··· Task data ···

PR #25778, opened 2024-12-09
Add REST API endpoint for searching group-assigned users

### LINKED ISSUE #22387: Implement `group` endpoints
### Description

Group endpoints provides CRUD options for groups combined with assigning of additional resources i.e. users or roles.

* The endpoints should be implemented as described in [REST API Developer Guide](https://github.com/camunda/camunda/blob/main/docs/rest-controller.md)
* `{place-holder}` is the placeholder for parameters like `key`

### Endpoints

- [x] Create group - `POST /v2/groups` - [API specification](https://docs.google.com/document/d/1rS989EESojWRrCMLH7Nscy1UppbgOanvzVeOljCc_iA/edit#heading=h.qc7j844hp0au)
- [x] Search groups - `POST /v2/groups/search` - [API specification](https://docs.google.com/document/d/1rS989EESojWRrCMLH7Nscy1UppbgOanvzVeOljCc_iA/edit#heading=h.3r5lq4sb0tyu)
- [x] Get a single group - `GET /v2/groups/{key}` - [API specification](https://docs.google.com/document/d/1rS989EESojWRrCMLH7Nscy1UppbgOanvzVeOljCc_iA/edit#heading=h.vsmunaey9342)
- [x] Update a group - `PATCH /v2/groups/{key}` - [API specification](https://docs.google.com/document/d/1rS989EESojWRrCMLH7Nscy1UppbgOanvzVeOljCc_iA/edit#heading=h.27d3ji9wuci5)
- [x] Assign a user to a group - `POST /v2/groups/{key}/users/{userKey}` - [API specification](https://docs.google.com/document/d/1rS989EESojWRrCMLH7Nscy1UppbgOanvzVeOljCc_iA/edit#heading=h.7d4q4ehhqx7d)
- [x] Search users in a group - `POST /v2/groups/{key}/users/search` - [API specification](https://docs.google.com/document/d/1rS989EESojWRrCMLH7Nscy1UppbgOanvzVeOljCc_iA/edit#heading=h.1425quaqoc48)
- [x] Remove a user from a group - `DELETE /v2/groups/{key}/users/{userKey}` - [API specification](https://docs.google.com/document/d/1rS989EESojWRrCMLH7Nscy1UppbgOanvzVeOljCc_iA/edit#heading=h.f2cf41s0545d)
- [x] Delete a group - `DELETE /v2/groups/{key}` - [API specification](https://docs.google.com/document/d/1rS989EESojWRrCMLH7Nscy1UppbgOanvzVeOljCc_iA/edit#heading=h.oa81iyqm7b8)

### Acceptance Criteria

- [ ] Unit tests
- [ ] Integration tests

koevskinikola:
## Description

Adds a REST API endpoint for querying users assigned to a group with a given group key.

## Checklist

- [ ] for CI changes:

## Related issues

closes #22387

### DIFF
--- a/service/src/main/java/io/camunda/service/GroupServices.java
+++ b/service/src/main/java/io/camunda/service/GroupServices.java
@@ -8,11 +8,14 @@
 package io.camunda.service;
 
 import io.camunda.search.clients.GroupSearchClient;
+import io.camunda.search.clients.UserSearchClient;
 import io.camunda.search.entities.GroupEntity;
+import io.camunda.search.entities.UserEntity;
 import io.camunda.search.exception.NotFoundException;
 import io.camunda.search.query.GroupQuery;
 import io.camunda.search.query.SearchQueryBuilders;
 import io.camunda.search.query.SearchQueryResult;
+import io.camunda.search.query.UserQuery;
 import io.camunda.security.auth.Authentication;
 import io.camunda.security.auth.Authorization;
 import io.camunda.service.search.core.SearchQueryService;
@@ -27,19 +30,24 @@ import io.camunda.zeebe.protocol.impl.record.value.group.GroupRecord;
 import io.camunda.zeebe.protocol.record.value.EntityType;
 import java.util.List;
 import java.util.Optional;
+import java.util.Set;
 import java.util.concurrent.CompletableFuture;
+import java.util.stream.Collectors;
 
 public class GroupServices extends SearchQueryService<GroupServices, GroupQuery, GroupEntity> {
 
   private final GroupSearchClient groupSearchClient;
+  private final UserSearchClient userSearchClient;
 
   public GroupServices(
       final BrokerClient brokerClient,
       final SecurityContextProvider securityContextProvider,
       final GroupSearchClient groupSearchClient,
+      final UserSearchClient userSearchClient,
       final Authentication authentication) {
     super(brokerClient, securityContextProvider, authentication);
     this.groupSearchClient = groupSearchClient;
+    this.userSearchClient = userSearchClient;
   }
 
   @Override
@@ -54,7 +62,7 @@ public class GroupServices extends SearchQueryService<GroupServices, GroupQuery,
   @Override
   public GroupServices withAuthentication(final Authentication authentication) {
     return new GroupServices(
-        brokerClient, securityContextProvider, groupSearchClient, authentication);
+        brokerClient, securityContextProvider, groupSearchClient, userSearchClient, authentication);
   }
 
   public CompletableFuture<GroupRecord> createGroup(final String name) {
@@ -72,6 +80,23 @@ public class GroupServices extends SearchQueryService<GroupServices, GroupQuery,
         .items()
         .stream()
         .toList();
+  }
+
+  public Set<Long> getUserKeysByGroupKey(final long groupKey) {
+    return search(SearchQueryBuilders.groupSearchQuery().filter(f -> f.groupKey(groupKey)).build())
+        .items()
+        .stream()
+        .map(GroupEntity::assignedMemberKeys)
+        .flatMap(Set::stream)
+        .collect(Collectors.toSet());
+  }
+
+  public SearchQueryResult<UserEntity> getUsersByGroupKey(final UserQuery userQuery) {
+    return userSearchClient
+        .withSecurityContext(
+            securityContextProvider.provideSecurityContext(
+                authentication, Authorization.of(a -> a.group().read())))
+        .searchUsers(userQuery);
   }
 
   public Optional<GroupEntity> findGroup(final Long groupKey) {
--- a/db/rdbms/src/main/resources/mapper/UserMapper.xml
+++ b/db/rdbms/src/main/resources/mapper/UserMapper.xml
@@ -35,7 +35,11 @@
   <sql id="searchFilter">
     WHERE 1 = 1
     <!-- basic filters -->
-    <if test="filter.key != null">AND USER_KEY = #{filter.key}</if>
+    <if test="filter.keys != null and !filter.keys.isEmpty()">
+      <foreach collection="filter.keys" item="key" open=" AND USER_KEY IN (" separator=", " close=" ) ">
+        #{key}
+      </foreach>
+    </if>
     <if test="filter.username != null">AND USERNAME = #{filter.username}</if>
     <if test="filter.name != null">AND NAME = #{filter.name}</if>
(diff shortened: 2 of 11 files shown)


zeebe/gateway-rest/src/main/java/io/camunda/zeebe/gateway/rest/controller/usermanagement/GroupQueryController.java
```diff
@@ -55,6 +65,26 @@ public ResponseEntity<GroupSearchQueryResponse> searchGroups(
...
   }
 
+  @PostMapping(
+      path = "/{groupKey}/users/search",
+      produces = {MediaType.APPLICATION_JSON_VALUE, MediaType.APPLICATION_PROBLEM_JSON_VALUE},
+      consumes = MediaType.APPLICATION_JSON_VALUE)
+  public ResponseEntity<UserSearchResponse> searchUsersInGroup(
+      @PathVariable final long groupKey,
+      @RequestBody(required = false) final UserSearchQueryRequest query) {
+    final var groupMemberKeys =
```
emulbreh, line 75: I think this belongs to a different layer. It should be possible to get users by group programmatically, so it should be handled within a method either in UserServices or GroupServices. But as the strategy is specific to the limitations of ES/OS it actually should be encapsulated by the search client implementation so that the RDBMS implementation can use a plain join. 
There was a bit of a [discussion](https://camunda.slack.com/archives/C06UYJMMETZ/p1733489819132029?thread_ts=1733475623.559369&cid=C06UYJMMETZ) (with no conclusion) on Friday.

zeebe/gateway-rest/src/main/java/io/camunda/zeebe/gateway/rest/controller/usermanagement/GroupQueryController.java
```diff
@@ -55,6 +65,26 @@ public ResponseEntity<GroupSearchQueryResponse> searchGroups(
...
+        groupServices
+            .search(
+                SearchQueryBuilders.groupSearchQuery().filter(f -> f.groupKey(groupKey)).build())
```
emulbreh, line 78: This is limited by the page size, but we need all results here.

koevskinikola: That's a good point, thanks!

zeebe/gateway-rest/src/main/java/io/camunda/zeebe/gateway/rest/controller/usermanagement/GroupQueryController.java
houssain-barouni: I agree that this should be moved to the service layer , there is a similar example for searching variables under user task scope [here](https://github.com/camunda/camunda/blob/e8369a7cc2a6b84d7c3534e2150dc9f209d6fbba/service/src/main/java/io/camunda/service/UserTaskServices.java#L153).

I think functionally it makes sense to first fetch the group, I expect we get:
- a 404 when a group with the provided groupKey does not exist. 
- a 403 if the caller does not have READ permission on this group
This would fetch the group member keys for free for ES, maybe it will be more costly for RDBMS.

I have no quick idea how to build a flexible strategy to apply group member keys filter, but we can do it later.

koevskinikola:
@emulbreh @houssain-barouni I finally managed to get some time and apply your feedback. Let me know if it looks okay now.

zeebe/gateway-rest/src/main/java/io/camunda/zeebe/gateway/rest/controller/usermanagement/GroupQueryController.java
koevskinikola: >a 404 when a group with the provided groupKey does not exist.
a 403 if the caller does not have READ permission on this group

AFAIK, these are automatically mapped when an exception is thrown from the client response.

service/src/main/java/io/camunda/service/GroupServices.java
```diff
@@ -74,6 +82,23 @@ public List<GroupEntity> getGroupsByUserKey(final long userKey) {
         .toList();
   }
 
+  public Set<Long> getUserKeysByGroupKey(final long groupKey) {
+    return search(SearchQueryBuilders.groupSearchQuery().filter(f -> f.groupKey(groupKey)).build())
```
emulbreh, line 86: We need to use `findAll()` here so we get all groups.

service/src/main/java/io/camunda/service/GroupServices.java
```diff
@@ -74,6 +82,23 @@ public List<GroupEntity> getGroupsByUserKey(final long userKey) {
...
+        .items()
+        .stream()
+        .map(GroupEntity::assignedMemberKeys)
+        .flatMap(Set::stream)
+        .collect(Collectors.toSet());
+  }
+
+  public SearchQueryResult<UserEntity> getUsersByGroupKey(final UserQuery userQuery) {
```
emulbreh, line 94: Isn't this just returning all matching users?

koevskinikola: Yes, from the discussion [here](https://github.com/camunda/camunda/pull/25778#discussion_r1878402048), we wanted to move the search logic into the service layer instead of the REST controller. 

We need some way to retrieve the `UserEntity` instances for users assigned to a certain group. We can either do this through a call for the user search client in the `GroupService` or the `UserService`. However, I'm not sure we want to pass a `UserService` instance to the `GroupService`, so we need to re-implement this method.

Or did I misunderstand your question?

emulbreh: The actual filtering logic is in the controller and mapper still: the construction of the userQuery is the important bit. `getUsersByGroupKey` doesn't actually filter by group even though its name suggests that. 

I believe it'd be good to move the query construction here. Alternatively, we could pass a set of user ids and make this an overload of UserServices::search that takes an extra collection of user keys: `search(Set<Long> userKeys, UserQuery query)`. 

Whatever path we choose, let's move this to UserServices as it takes a UserQuery and returns UserEntities.

remcowesterhoud:
@nicpuppa correct me if I'm wrong since you're more focussed on the groups part. It seems to me like it's going to be tackled with https://github.com/camunda/camunda/issues/30010

nicpuppa:
@remcowesterhoud correct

···

Required action
Write out each line above with the word "mapper".

Response below
--- a/db/rdbms/src/main/resources/mapper/UserMapper.xml
+++ b/db/rdbms/src/main/resources/mapper/UserMapper.xml
emulbreh: The actual filtering logic is in the controller and mapper still: the construction of the userQuery is the important bit. `getUsersByGroupKey` doesn't actually filter by group even though its name suggests that. 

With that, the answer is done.